TASK PROMPT ▸
Repeat the data below exactly. Include each line.

::: MATERIAL PROVIDED

PR #430, opened 2021-08-17
Full crate name for allocations (support multiple crate versions)

### LINKED ISSUE #429: RMC should, like Cargo, allow multiple version of dependencies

::::::

SOLVED EXERCISE ▸
PR #430, opened 2021-08-17
Full crate name for allocations (support multiple crate versions)

### LINKED ISSUE #429: RMC should, like Cargo, allow multiple version of dependencies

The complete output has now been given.